(Stored records)

<<<<

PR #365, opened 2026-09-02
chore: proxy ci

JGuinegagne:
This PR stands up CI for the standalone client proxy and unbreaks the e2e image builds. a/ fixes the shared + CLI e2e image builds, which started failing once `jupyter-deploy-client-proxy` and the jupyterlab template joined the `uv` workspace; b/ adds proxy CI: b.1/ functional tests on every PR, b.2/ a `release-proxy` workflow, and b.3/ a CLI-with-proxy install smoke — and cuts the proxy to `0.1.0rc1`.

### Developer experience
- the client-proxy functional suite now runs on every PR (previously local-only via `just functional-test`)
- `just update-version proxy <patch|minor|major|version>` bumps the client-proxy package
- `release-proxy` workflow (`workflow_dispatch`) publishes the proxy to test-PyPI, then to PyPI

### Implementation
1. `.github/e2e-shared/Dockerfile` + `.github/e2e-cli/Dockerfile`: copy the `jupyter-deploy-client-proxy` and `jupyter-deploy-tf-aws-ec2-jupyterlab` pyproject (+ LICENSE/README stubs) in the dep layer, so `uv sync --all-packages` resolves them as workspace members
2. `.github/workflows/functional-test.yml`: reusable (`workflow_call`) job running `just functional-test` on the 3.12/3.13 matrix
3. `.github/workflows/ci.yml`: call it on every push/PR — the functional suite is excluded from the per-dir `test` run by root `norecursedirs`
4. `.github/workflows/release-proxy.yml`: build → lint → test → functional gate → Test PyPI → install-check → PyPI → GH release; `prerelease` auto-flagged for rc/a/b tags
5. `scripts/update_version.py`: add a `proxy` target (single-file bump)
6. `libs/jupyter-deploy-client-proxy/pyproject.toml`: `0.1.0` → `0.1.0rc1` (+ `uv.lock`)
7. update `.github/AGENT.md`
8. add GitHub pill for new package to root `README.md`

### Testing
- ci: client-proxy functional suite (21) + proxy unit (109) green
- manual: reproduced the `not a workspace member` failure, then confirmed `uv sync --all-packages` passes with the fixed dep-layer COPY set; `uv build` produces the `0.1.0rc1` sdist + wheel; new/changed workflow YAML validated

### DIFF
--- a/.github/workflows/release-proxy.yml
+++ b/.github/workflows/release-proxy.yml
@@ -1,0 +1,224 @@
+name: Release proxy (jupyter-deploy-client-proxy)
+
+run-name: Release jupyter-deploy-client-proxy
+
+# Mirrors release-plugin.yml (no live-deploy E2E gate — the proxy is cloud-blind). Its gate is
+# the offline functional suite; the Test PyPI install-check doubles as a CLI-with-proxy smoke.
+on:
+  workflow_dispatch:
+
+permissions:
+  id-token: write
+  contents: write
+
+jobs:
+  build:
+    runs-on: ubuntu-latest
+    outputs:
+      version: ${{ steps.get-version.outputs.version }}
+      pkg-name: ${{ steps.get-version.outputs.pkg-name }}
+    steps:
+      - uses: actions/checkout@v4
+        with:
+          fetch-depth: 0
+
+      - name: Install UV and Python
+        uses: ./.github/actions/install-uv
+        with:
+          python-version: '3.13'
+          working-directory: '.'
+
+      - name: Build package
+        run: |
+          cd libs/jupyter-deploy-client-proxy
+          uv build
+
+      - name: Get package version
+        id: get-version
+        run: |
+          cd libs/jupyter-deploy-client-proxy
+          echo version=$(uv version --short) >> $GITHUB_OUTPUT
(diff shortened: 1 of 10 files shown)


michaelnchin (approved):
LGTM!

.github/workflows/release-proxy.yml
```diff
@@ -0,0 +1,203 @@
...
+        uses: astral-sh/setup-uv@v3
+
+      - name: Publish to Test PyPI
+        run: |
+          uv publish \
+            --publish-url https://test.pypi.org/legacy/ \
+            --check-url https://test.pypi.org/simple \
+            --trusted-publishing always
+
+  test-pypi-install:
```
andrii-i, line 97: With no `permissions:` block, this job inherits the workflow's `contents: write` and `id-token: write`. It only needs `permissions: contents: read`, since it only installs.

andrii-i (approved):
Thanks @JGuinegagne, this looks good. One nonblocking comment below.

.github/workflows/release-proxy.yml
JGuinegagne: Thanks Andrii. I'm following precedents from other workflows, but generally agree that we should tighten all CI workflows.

>>>>

● **Problem to work on**
Return all of the data precisely as it appears.

● **Task response**
PR #365, opened 2026-09-02
chore: proxy ci

JGuinegagne:
This PR stands up CI for the standalone client proxy and unbreaks the e2e image builds. a/ fixes the shared + CLI e2e image builds, which started failing once `jupyter-deploy-client-proxy` and the jupyterlab template joined the `uv` workspace; b/ adds proxy CI: b.1/ functional tests on every PR, b.2/ a `release-proxy` workflow, and b.3/ a CLI-with-proxy install smoke — and cuts the proxy to `0.1.0rc1`.

### Developer experience
- the client-proxy functional suite now runs on every PR (previously local-only via `just functional-test`)
- `just update-version proxy <patch|minor|major|version>` bumps the client-proxy package
- `release-proxy` workflow (`workflow_dispatch`) publishes the proxy to test-PyPI, then to PyPI

### Implementation
1. `.github/e2e-shared/Dockerfile` + `.github/e2e-cli/Dockerfile`: copy the `jupyter-deploy-client-proxy` and `jupyter-deploy-tf-aws-ec2-jupyterlab` pyproject (+ LICENSE/README stubs) in the dep layer, so `uv sync --all-packages` resolves them as workspace members
2. `.github/workflows/functional-test.yml`: reusable (`workflow_call`) job running `just functional-test` on the 3.12/3.13 matrix
3. `.github/workflows/ci.yml`: call it on every push/PR — the functional suite is excluded from the per-dir `test` run by root `norecursedirs`
4. `.github/workflows/release-proxy.yml`: build → lint → test → functional gate → Test PyPI → install-check → PyPI → GH release; `prerelease` auto-flagged for rc/a/b tags
5. `scripts/update_version.py`: add a `proxy` target (single-file bump)
6. `libs/jupyter-deploy-client-proxy/pyproject.toml`: `0.1.0` → `0.1.0rc1` (+ `uv.lock`)
7. update `.github/AGENT.md`
8. add GitHub pill for new package to root `README.md`

### Testing
- ci: client-proxy functional suite (21) + proxy unit (109) green
- manual: reproduced the `not a workspace member` failure, then confirmed `uv sync --all-packages` passes with the fixed dep-layer COPY set; `uv build` produces the `0.1.0rc1` sdist + wheel; new/changed workflow YAML validated

### DIFF
--- a/.github/workflows/release-proxy.yml
+++ b/.github/workflows/release-proxy.yml
@@ -1,0 +1,224 @@
+name: Release proxy (jupyter-deploy-client-proxy)
+
+run-name: Release jupyter-deploy-client-proxy
+
+# Mirrors release-plugin.yml (no live-deploy E2E gate — the proxy is cloud-blind). Its gate is
+# the offline functional suite; the Test PyPI install-check doubles as a CLI-with-proxy smoke.
+on:
+  workflow_dispatch:
+
+permissions:
+  id-token: write
+  contents: write
+
+jobs:
+  build:
+    runs-on: ubuntu-latest
+    outputs:
+      version: ${{ steps.get-version.outputs.version }}
+      pkg-name: ${{ steps.get-version.outputs.pkg-name }}
+    steps:
+      - uses: actions/checkout@v4
+        with:
+          fetch-depth: 0
+
+      - name: Install UV and Python
+        uses: ./.github/actions/install-uv
+        with:
+          python-version: '3.13'
+          working-directory: '.'
+
+      - name: Build package
+        run: |
+          cd libs/jupyter-deploy-client-proxy
+          uv build
+
+      - name: Get package version
+        id: get-version
+        run: |
+          cd libs/jupyter-deploy-client-proxy
+          echo version=$(uv version --short) >> $GITHUB_OUTPUT
(diff shortened: 1 of 10 files shown)


michaelnchin (approved):
LGTM!

.github/workflows/release-proxy.yml
```diff
@@ -0,0 +1,203 @@
...
+        uses: astral-sh/setup-uv@v3
+
+      - name: Publish to Test PyPI
+        run: |
+          uv publish \
+            --publish-url https://test.pypi.org/legacy/ \
+            --check-url https://test.pypi.org/simple \
+            --trusted-publishing always
+
+  test-pypi-install:
```
andrii-i, line 97: With no `permissions:` block, this job inherits the workflow's `contents: write` and `id-token: write`. It only needs `permissions: contents: read`, since it only installs.

andrii-i (approved):
Thanks @JGuinegagne, this looks good. One nonblocking comment below.

.github/workflows/release-proxy.yml
JGuinegagne: Thanks Andrii. I'm following precedents from other workflows, but generally agree that we should tighten all CI workflows.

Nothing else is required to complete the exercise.